Tuesday, September 25, 2012

The Reality of Advertisements


Popular culture would not be the way it is now without commercials and the advertisement industry. Let’s face it, the advertisement industry is huge, and it makes its money off of the beliefs and values that are established as valuable by popular culture. Advertisements and advertisers have had a trend toward making the consumer not have as much control on their privacy, especially while being online. In the article, “Advertising Gets Personal,” the author, Samuel Greengard, makes it a point to show how exposed consumers really are when they go looking online at different websites. He does this by introducing a very intrusive thing called a “cookie.” Since most websites now have cookies to gather information about the person, advertisers have the potential to make much more money because they will have tailored their advertising to the right consumer. But that is not all, advertisers for products do not just simply say, “This product is good because it works better than all the other products,” or anything rational along those lines. Instead advertisers decide to focus on showing images that are not necessarily accurate of how a product will make you feel. For example, Coca Cola commercials always show that people are happy and friendlier when they drink Coca Cola. Is this really true?
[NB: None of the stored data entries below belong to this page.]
Issue #4241, opened 2024-06-19
[Bug] navigateHistory command is not available on startup


mbellehumeur:
### Describe the Bug

The navigateHistory command of commandsManager is initialized in Mode.tsx therefore it is not available right after the client is started; before a study is opened.  Adding the initialization in Worklist.tsx (in addition to Mode.tsx) fixed the problem for me:
  // Expose the react router dom navigation
  history.navigate = useNavigate();

### Steps to Reproduce

Call: 
commandsManager.runCommand('navigateHistory',{to:'/viewer?StudyInstanceUIDs='+studyUID}); }
after client startup.  The error is 'navigate function does not exist'.

### The current behavior

The navigateHistory command fails and the study does not open.

### The expected behavior

The navigateHistory command runs and the study opens.

### OS

macOS

### Node version

18

### Browser

Chrome

mbellehumeur:
This is needed for the FHIRCast feature - to open studies on receiving command from hub.

PR #5062, opened 2025-05-22
fix(router): Expose the react router from the worklist too.

jbocce:
### Context
See #4241 

### Changes & Results
The worklist now sets `history.navigate` so that it is available on the worklist page too.

### Testing

#4241  should no longer be a bug.

#### PR

#### Code

  etc.)

  additions or removals.

#### Tested Environment

- [x] OS: Windows 11
- [x] Node version: 23.9.0
- [x] Browser: Chrome
  


sedghi:
is this related to this? which approach is better?

https://github.com/OHIF/Viewers/pull/4899/files

jbocce:
> is this related to this? which approach is better?
> 
> https://github.com/OHIF/Viewers/pull/4899/files

@sedghi yes it is related. Let me start my apologizing as I did not scroll down far enough when looking at the issue to realize that a PR was already started.

As to which is better, well I'm not sure. Doing the conditional assignment as I did makes sense to me. That said, considering the `useNavigate()` is called on every render regardless and likely returns an equivalent if not the same reference each time means that either approach is fine IMHO. Let me know. I can close this PR. Sorry again and thanks for pointing this out.

jbocce:
@sedghi I pushed updates that take a slightly different approach.

Instead of multiple (i.e. two locations) to set the history navigate function, do it in one location in the RouteWithErrorBoundary.
To avoid conditional warnings/errors for calling `useNavigate` I changed the history to have a getter and setter.

Anyway I am open to other alternatives too. Let me know what you think.

sedghi (approved):
Looks great thanks

Issue #5182, opened 2025-07-08
[Bug] Adding multiple unhydrated segmentation display set overlays does not work


jbocce:
### Describe the Bug

The viewport display set overlay menu allows for multiple segmentation overlays to be added. However, adding more than one unhydrated segmentation does not work. The first unhydrated segmentation can be added and displayed, but adding subsequent segmentation display sets does NOT actually display those added. Note that if the previous overlays are all hydrated, then the next subsequently added display set is displayed.

### Steps to Reproduce

1. Load https://viewer-dev.ohif.org/segmentation?StudyInstanceUIDs=1.3.6.1.4.1.32722.99.99.239341353911714368772597187099978969331
2. Add the `Segmentation` overlay.
3. It displays.
4. Add the `2D-TTA_NNU-NET_SEGMENTATION` overlay.

### The current behavior

The `2D-TTA_NNU-NET_SEGMENTATION` does NOT display.

### The expected behavior

Both the `Segmentation` and the `2D-TTA_NNU-NET_SEGMENTATION` display.

### OS

Windows 11

### Node version

20.9.0

### Browser

Chrome 138.0.7204.97

PR #5189, opened 2025-07-09
fix(segmentation overlays): Allow for the addition of multiple segmentation overlays.

jbocce:
### Context
See #5182 

### Changes & Results
Changed the code to detect and add multiple segmentation overlays. Only one segmentation overlay was being added previously.

Added a test.

### Testing
See #5182 

#### PR

#### Code

  etc.)

  additions or removals.

#### Tested Environment

- [x] OS: Windows 11
- [x] Node version: 20.9.0
- [x] Browser: Chrome 138.0.7204.101
  


extensions/cornerstone/src/services/ViewportService/CornerstoneViewportService.ts
```diff
@@ -651,8 +651,9 @@ class CornerstoneViewportService extends PubSubService implements IViewportServi
     });
 
     let imageIdsToSet = imageIds;
-    const overlayProcessingResult = this._processExtraDisplaySetsForViewport(viewport);
-    imageIdsToSet = overlayProcessingResult?.imageIds ?? imageIdsToSet;
+    const overlayProcessingResults = this._processExtraDisplaySetsForViewport(viewport);
+    // Since we have a stack viewport, all of the imageIds should be the same for each overlay, no?
```
jbocce: @sedghi Is this assumption about the imageIds correct for a stack viewport? If not, what should I do instead?

extensions/cornerstone/src/services/ViewportService/CornerstoneViewportService.ts
```diff
@@ -874,28 +879,35 @@ class CornerstoneViewportService extends PubSubService implements IViewportServi
...
-        displaySet =>
-          !displaySet.isOverlayDisplaySet &&
-          displaySet.images.some(image => image.imageId === sampleImageId)
-      );
-
-      if (backgroundDisplaySet.length !== 1) {
-        throw new Error('Background display set not found');
-      }
+    const overlayProcessingResults = this._processExtraDisplaySetsForViewport(viewport) || [];
+    if (!filteredVolumeInputArray.length && overlayProcessingResults?.length) {
```
jbocce, line 880: Does this make sense for volume viewports?

playwright.config.ts
```diff
@@ -21,7 +21,7 @@ export default defineConfig({
   use: {
     baseURL: 'http://localhost:3335',
     trace: 'on-first-retry',
-    video: 'on',
+    video: 'on-first-retry',
```
jbocce, line 24: Less noise. Instead of saving a video for each test (regardless of pass or fail), only save videos when a test is retried and furthermore only save the video once.

extensions/cornerstone/src/services/ViewportService/CornerstoneViewportService.ts
```diff
@@ -934,30 +946,31 @@ class CornerstoneViewportService extends PubSubService implements IViewportServi
     const displaySetInstanceUIDs = this.viewportsDisplaySets.get(viewport.id);
 
     // Find overlay display sets (e.g. SEG, RTSTRUCT)
-    const overlayDisplaySet = displaySetInstanceUIDs
+    const overlayDisplaySets = displaySetInstanceUIDs
```
jbocce, line 946: Prior to this we were only ever processing ONE overlay display set. But now we do them ALL.

extensions/cornerstone/src/services/ViewportService/CornerstoneViewportService.ts
sedghi: each segmentation (labelmap) in stack settings will have its own sets of imagesIds. But for instance if we are on slice 150 in CT , only 1 or more (overlapping) of those imageIds can get rendererd, but that is done automatically by cornerstone. So here you should just add the segmentation representation with those imageIds and add them

extensions/cornerstone/src/services/ViewportService/CornerstoneViewportService.ts
sedghi: sure

extensions/cornerstone/src/services/ViewportService/CornerstoneViewportService.ts
sedghi: good

extensions/cornerstone/src/services/ViewportService/CornerstoneViewportService.ts
jbocce: @sedghi  So are you suggesting that we don't even need this line? I don't think I completely understand.

Issue #5141, opened 2025-06-17
[Bug] Multimonitor support (currently working?)


Joeycho:
### Describe the Bug

Hello OHIF Team,

Thank you for supporting more features in 3.10. I'm currently testing Multimonitor feature, and I cannot see any change from my side. Does it work currently? Either `viewer-dev.ohif.org` or `viewer.ohif.org` website?

I checked the feature like the below. Attach more params in URL: `&multimonitor=2&screenNumber=0&launchAll`
OR `&multimonitor=split`

https://viewer.ohif.org/viewer?StudyInstanceUIDs=1.2.276.0.7230010.3.1.2.2155604110.4180.1021041295.21&multimonitor=2&screenNumber=0&launchAll

https://viewer.ohif.org/viewer?StudyInstanceUIDs=1.2.276.0.7230010.3.1.2.2155604110.4180.1021041295.21&multimonitor=split

I also includes multimonitor via customizationservice locally, like the below:
```js
  customizationService: [
    '@ohif/extension-default.customizationModule.multimonitor',]
```

But I cannot see the change. What is the current status?

### Steps to Reproduce

Access the following websites:

https://viewer.ohif.org/viewer?StudyInstanceUIDs=1.2.276.0.7230010.3.1.2.2155604110.4180.1021041295.21&multimonitor=2&screenNumber=0&launchAll

https://viewer.ohif.org/viewer?StudyInstanceUIDs=1.2.276.0.7230010.3.1.2.2155604110.4180.1021041295.21&multimonitor=split

https://viewer-dev.ohif.org/viewer?StudyInstanceUIDs=1.2.276.0.7230010.3.1.2.2155604110.4180.1021041295.21&multimonitor=2&screenNumber=0&launchAll

https://viewer-dev.ohif.org/viewer?StudyInstanceUIDs=1.2.276.0.7230010.3.1.2.2155604110.4180.1021041295.21&multimonitor=split

### The current behavior

No change

### The expected behavior

Show OHIF through multi-monitors

### OS

macOS 15.5

### Node version

18

### Browser

Chrome  137.0.7151.120

Joeycho:
@sedghi I think you reproduced this bug, right?

sedghi:
yes it is a bug

jbocce:
So according to #4178, there are two configurations...

1. Split Screen (multimonitor=split) 
Splits the primary monitor into two windows.

2. Multi-Monitor (multimonitor=2)
[...]

PR #5208, opened 2025-07-15
fix(multimonitor): Study browser more menu fixes

jbocce:
### Context
See https://github.com/OHIF/Viewers/issues/5141#issuecomment-3071617294

### Changes & Results

Only add config, global customization references once at startup.

Override the display:table for the ScrollArea component used in the study browser.

### Testing

https://github.com/OHIF/Viewers/issues/5141#issuecomment-3071617294 should be addressed

#### PR

#### Code

  etc.)

  additions or removals.

#### Tested Environment

- [x] OS: Windows 11
- [x] Node version: 20.9.0
- [x] Browser: Chrome 138.0.7204.101
  


platform/ui-next/src/components/StudyBrowser/studyBrowserScrollArea.css
```diff
@@ -0,0 +1,3 @@
+div.StudyBrowserScrollArea > div[data-radix-scroll-area-viewport] > div {
+  display: block !important; /* Scroll area is using a display:table which really messes things up */
```
jbocce: The ScrollArea component has a div with `display:table`. I think I saw that once before among dinosaur bones. 🤣

platform/ui-next/src/components/StudyBrowser/StudyBrowser.tsx
```diff
@@ -60,7 +61,7 @@ const StudyBrowser = ({
   };
 
   return (
-    <ScrollArea>
+    <ScrollArea className="StudyBrowserScrollArea">
```
sedghi: is there any way we can avoid css ? and just write tailwind?

platform/core/src/services/CustomizationService/CustomizationService.ts
```diff
@@ -131,13 +131,16 @@ export default class CustomizationService extends PubSubService {
       }
     });
 
-    this.addReferences(this.configuration);
+    if (addReferences) {
```
sedghi: why we don't want to add references on init?

platform/ui-next/src/components/StudyBrowser/StudyBrowser.tsx
jbocce: I wish there were. But it is a div that `ScrollArea` adds and does not appear to inject any (tailwind) class names into it.

platform/core/src/services/CustomizationService/CustomizationService.ts
jbocce: We only want to add references on the very first init (i.e. from App). If we do it for EVERY `modeEnter` it will add to the global customizations. In particular those global customizations that have `$push` will add duplicate entries each time the mode is entered. See https://github.com/OHIF/Viewers/issues/5141#issuecomment-3071617294 for the problematic result.

sedghi: please add a lot of comment on this 
FYI @wayfarer3130

platform/core/src/services/CustomizationService/CustomizationService.ts
```diff
@@ -131,13 +131,18 @@ export default class CustomizationService extends PubSubService {
       }
     });
 
-    this.addReferences(this.configuration);
+    // This allows us to control when configuration references are added.
```
jbocce: @wayfarer3130 could you please comment on this? Thanks. See also line 136 below.

wayfarer3130: I'd really rather not have the init method control whether the references get added or not.  
The right solution is only to allow the update to occur for a given customization item once.  
What about defining a property on this.configuration indicating that references have been added, so the code becomes
if (!this.configuration?._hasBeenAdded ) {
   this.addReferences(this.configuration);
   Object.defineProperty(this.configuration, "_hasBeenAdded", { value: true });
}

It might be desirable to do that on global/default customizations as well.

jbocce: @wayfarer3130 , that is a good suggestion. I don't think we have to do that for global/default customizations because they are cleared at the beginning of this `init` method. Does that make sense?

platform/core/src/services/CustomizationService/CustomizationService.ts
```diff
@@ -109,7 +109,7 @@ export default class CustomizationService extends PubSubService {
     this.commandsManager = commandsManager;
   }
 
-  public init(extensionManager: ExtensionManager): void {
+  public init(extensionManager: ExtensionManager, addConfigReferences = true): void {
```
wayfarer3130: Can you remove your addConfigReferences?

jbocce:
> Just remove the unneeded parameter.

Done. May I merge after that?

PR #4922, opened 2025-04-04
fix: x-ray pixel spacing calibration

pedrokohler:
### Context

Fixes: https://github.com/OHIF/Viewers/issues/4921

But depends on https://github.com/cornerstonejs/cornerstone3D/pull/1966 being merged first. Also need to update packages after it's merged.

### Changes & Results

Before:
image

After:
image

#### PR

- [] My Pull Request title is descriptive, accurate and follows the
  semantic-release format and guidelines.

#### Code

- [] My code has been well-documented (function documentation, inline comments,
  etc.)

#### Public Documentation Updates

- [] The documentation page has been updated as necessary for any public API
  additions or removals.

#### Tested Environment

- [] OS: 
- [] Node version: 
- [] Browser:
  

[blog]: https://circleci.com/blog/triggering-trusted-ci-jobs-on-untrusted-forks/
[script]: https://github.com/jklukas/git-push-fork-to-upstream-branch

PR #5231, opened 2025-07-20
fix(calibration): do not override user set calibration

IbrahimCSAE:
### Context

calibration line tool was broken after this PR https://github.com/OHIF/Viewers/pull/4922, it was a much needed one but it also needed to not override user set calibrations.


sedghi:
Add a test so that we don't break it again

IbrahimCSAE:
okay will do

platform/core/src/classes/MetadataProvider.ts
```diff
@@ -535,11 +535,17 @@ const WADO_IMAGE_LOADER = {
     let imageOrientationPatient;
     if (PixelSpacing) {
       [rowPixelSpacing, columnPixelSpacing] = PixelSpacing;
-      calibratedPixelSpacingMetadataProvider.add(instance.imageId, {
-        rowPixelSpacing: parseFloat(PixelSpacing[0]),
-        columnPixelSpacing: parseFloat(PixelSpacing[1]),
-        type,
-      });
+      const calibratedPixelSpacing = utilities.calibratedPixelSpacingMetadataProvider.get(
```
wayfarer3130, line 538: Can you update the values when they change?

wayfarer3130: Never mind, that happens elsewhere.   Just testing this now.

PR #5232, opened 2025-07-21
Fix DefferedPromise implementation in retrieveMetadataLoaderAsync.js

elazarcoh:
Current implementation of `DefferedPromise` has some issues. I encountered it while changing the `enableStudyLazyLoad` from false to true in my app. Investigation revealed that the issue is originated because of the issues in the `DefferedPromise`. Just look at the differences between the implementations and you'll understand.

#### PR

#### Code

  etc.)

  additions or removals.

#### Tested Environment

- [] OS: 
- [] Node version: 
- [] Browser:
  


elazarcoh:
The issue did occur when I opened the viewer directly with a studyinstaceuid in the url, instead of going through the study browser.
In that case, when setting the enableStudyLazyLoad to true, the viewer just hanged loading. It seemed like some promises were never awaited. The fix for it was to fix the chain. It might be the queue is not necessary, only to fix the returned promise when doing "then".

Obviously not, to be happy and friendly is an individual’s choice, not an influence of a very fizzy, dark colored beverage. But this shows how advertisers use ideas, beliefs, or notions of pleasure to sell us on the product. In some ways we become mentally dependent on the product to make us feel a certain way because we now have that product. This is a very harmful way to go about reinforcing stereotypes and status quos. I do not think there is ever a time when a person can look at an advertisement and that advertisement is not selling notions with their product.

1 comment:

  1. I think an advertisers objective is to make the consumer FEEL they do not have as much control on their privacy then they actually do. The use of all the incomprehensible writing and detail in privacy policies and some advertisements themselves are proof of that. Marketers stay so incognito with the way they handle consumers worries about their rights, which is another reason why I think consumers fear for their privacy.I completely agree with your statement about there being an advertisement that is not selling a notion alongside the product. Can't sell the blow dryer without selling the woman who has luxurious long silky free flowing hair (we know that blow dryer wont give us that hair!)